[Stored data]

PR #795, opened 2025-07-15
Make `checkSat` a public function, allow cached props to be Nothing

msooseth:
## Description
This function is needed for Act. The `props` for UNSAT cache now allow the `props` to be Nothing indicating that the cache should not be saved.

## Checklist

- [ ] tested locally
- [ ] added automated tests
- [ ] updated the docs
- [ ] updated the changelog


blishko (approved):
LGMT!

PR #796, opened 2025-07-16
Fix argument order of shift operation in rewrite rule

blishko:
## Description

Apparently, for the SHL expression, the first argument is the number of bits we are shifting and the second argument is the bit-vector we are shifting.
I messed up the order because for me having the bit-vector first seems more natural.

This is a follow up on #794.

## Checklist

- [x] tested locally
- [x] added automated tests
- [ ] updated the docs
- [ ] updated the changelog


msooseth (approved):
Ooops, thanks!

PR #812, opened 2025-07-29
More complete keccak computation

msooseth:
## Description
This extracts all keccak computations -- previously some were missed. The new test case passes with the new setup, but failed in the old one. Only one of the two keccaks were extracted from:

```haskell
      let buf1 = (Keccak (ConcreteBuf "abc"))
          eq = (Eq buf1 (Lit 0x12))
          buf2 = WriteWord eq (Lit 0x0) mempty
          props = [PEq (Keccak buf2) (Lit 0x123)]
```

## Checklist

- [x] tested locally
- [x] added automated tests
- [ ] updated the docs
- [x] updated the changelog


blishko (approved):
LGTM!

PR #814, opened 2025-08-04
Allow dumping unsolved SMT files

msooseth:
## Description
Allow dumping unsolved SMT files, as requested by @gustavo-grieco 

## Checklist

- [x] tested locally
- [x] added automated tests
- [ ] updated the docs
- [x] updated the changelog


src/EVM/Solvers.hs
```diff
@@ -273,6 +278,15 @@ getOneSol smt2@(SMT2 cmds cexvars ps) props r cacheq inst availableInstances fil
     -- put the instance back in the list of available instances
     writeChan availableInstances inst
 
+dumpUnsolved :: SMT2 -> Int -> Maybe FilePath -> IO ()
+dumpUnsolved fullSmt fileCounter dump = do
+   case dump of
+     Just path -> do
+      let filename = "unsolved-" <> show fileCounter
+      putStrLn $ "Dumping unsolved SMT query to: " <> path <> filename
```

Assigned task — From the data above, give the number of lines that hold "props", without anything else.

Exercise answer — 4